> **What to do**
Transcribe each line below word for word.

Collected data:
■ ■ ■ ■
PR #1257, opened 2023-10-26
WFNEWS-1507

dhlevi:
Initial historical widget layout.
Current fetching 20-Year average via a brute force fetch of 20 year history data, but this will likely change with a new endpoint specific for calculating these on the DB side.

### DIFF
--- a/client/wfnews-war/src/main/angular/src/app/components/dashboard-component/widgets/historical-comparison-widget/historical-comparison-widget.component.html
+++ b/client/wfnews-war/src/main/angular/src/app/components/dashboard-component/widgets/historical-comparison-widget/historical-comparison-widget.component.html
@@ -1,7 +1,32 @@
 <div class="container">
   <div class="widget-header">
-    <span>Historical Comparison</span>
+    <span class="widget-title">Historical Comparison</span>
+    <div class="widget-button-bar">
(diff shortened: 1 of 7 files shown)


client/wfnews-war/src/main/angular/src/app/components/dashboard-component/widgets/historical-comparison-widget/historical-comparison-widget.component.html
```diff
@@ -1,7 +1,32 @@
...
+      <button [disabled]="viewWildfireCounts" (click)="viewWildfireCounts = !viewWildfireCounts" *ngIf="viewWildfireCounts" class="button-selected" mat-flat-button ><img height="24" width="24" src="/assets/images/svg-icons/wildfire-blue.svg" alt="Wildfires" class="button-icon" /><span class="button-label-selected">Wildfires</span></button>
+    </div>
   </div>
   <ng-template #loading><mat-spinner [diameter]="80" class="spinner-position"></mat-spinner></ng-template>
-  <div *ngIf="startupComplete; else loading"></div>
+  <div class="content" *ngIf="startupComplete; else loading">
+    <div class="content-title">{{viewWildfireCounts ? 'Total Wildfires' : 'Hectares Burned Each Year'}}</div>
+    <div class="content-message">{{viewWildfireCounts ? 'One hectare is a unit of area equal to 10,000 square meters or about 2.5 acres of land.' : 'One hectare is a unit of area equal to 10,000 square meters or about 2.5 acres of land.'}}</div>
```
dhlevi, line 14: Note, I am aware the two strings are identical, but that's what's in the mockup. I highly suspect the mockup is incorrect and one of these strings will change to be more Fire Totals specific vs. hectare definitions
■ ■ ■ ■
> **Solution to the exercise**
PR #1257, opened 2023-10-26
WFNEWS-1507

dhlevi:
Initial historical widget layout.
Current fetching 20-Year average via a brute force fetch of 20 year history data, but this will likely change with a new endpoint specific for calculating these on the DB side.

### DIFF
--- a/client/wfnews-war/src/main/angular/src/app/components/dashboard-component/widgets/historical-comparison-widget/historical-comparison-widget.component.html
+++ b/client/wfnews-war/src/main/angular/src/app/components/dashboard-component/widgets/historical-comparison-widget/historical-comparison-widget.component.html
@@ -1,7 +1,32 @@
 <div class="container">
   <div class="widget-header">
-    <span>Historical Comparison</span>
+    <span class="widget-title">Historical Comparison</span>
+    <div class="widget-button-bar">
(diff shortened: 1 of 7 files shown)


client/wfnews-war/src/main/angular/src/app/components/dashboard-component/widgets/historical-comparison-widget/historical-comparison-widget.component.html
```diff
@@ -1,7 +1,32 @@
...
+      <button [disabled]="viewWildfireCounts" (click)="viewWildfireCounts = !viewWildfireCounts" *ngIf="viewWildfireCounts" class="button-selected" mat-flat-button ><img height="24" width="24" src="/assets/images/svg-icons/wildfire-blue.svg" alt="Wildfires" class="button-icon" /><span class="button-label-selected">Wildfires</span></button>
+    </div>
   </div>
   <ng-template #loading><mat-spinner [diameter]="80" class="spinner-position"></mat-spinner></ng-template>
-  <div *ngIf="startupComplete; else loading"></div>
+  <div class="content" *ngIf="startupComplete; else loading">
+    <div class="content-title">{{viewWildfireCounts ? 'Total Wildfires' : 'Hectares Burned Each Year'}}</div>
+    <div class="content-message">{{viewWildfireCounts ? 'One hectare is a unit of area equal to 10,000 square meters or about 2.5 acres of land.' : 'One hectare is a unit of area equal to 10,000 square meters or about 2.5 acres of land.'}}</div>
```
dhlevi, line 14: Note, I am aware the two strings are identical, but that's what's in the mockup. I highly suspect the mockup is incorrect and one of these strings will change to be more Fire Totals specific vs. hectare definitions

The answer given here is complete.